Veröffentlicht in: Arbeitsmarkt und Arbeitsmarktpolitik, Audio-Podcast, Rezensionen, Ungleichheit, Armut, Reichtum

Günter Wallraff hat gemeinsam mit dem Verein „work-watch“ ein Buch mit Reportagen und Hintergrundberichten (Verlag kiwi, 300 Seiten, 14,99 Euro) herausgegeben, das sich dem Arbeitselend „ganz unten“ widmet. Dort stecken heute 25 Prozent der Erwerbstätigen fest, deren Löhne selbst bei Vollzeitjobs nicht reichen würden – um über die amtlich gemessene Armutsgrenze zu kommen. 14 Autorinnen und Autoren haben sich auf den Weg in diesen Niedriglohnsektor gemacht und nicht nur finanzielle Ausbeutung gefunden.

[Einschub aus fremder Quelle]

PR #1237, opened 2024-05-14
Regularize quadric surfaces to deduplicate opposing surfaces

sethrj:
This fixes one of the two issues that could get in the way of deduplicating twisted surfaces. The sign of quadric equations are now regularized so that two opposite-signed quadric surfaces become the same quadric surface but with a flipped sense. ~~The quadrics are also *scaled* so that the largest coefficient is 1.~~ We don't do any scaling yet because that seems to affect the accuracy of the calculation...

Was schon allein deshalb verdienstvoll ist, weil diese Gesellschaft das Phänomen „Arm durch Arbeit“ immer noch für ein Randphänomen hält, es nur abstrakt an sich heran lässt oder sogar glaubt, das neue Mindestlohngesetz löse es. Von Gerd Bosbach[*].

Dieser Beitrag ist auch als Audio-Podcast verfügbar.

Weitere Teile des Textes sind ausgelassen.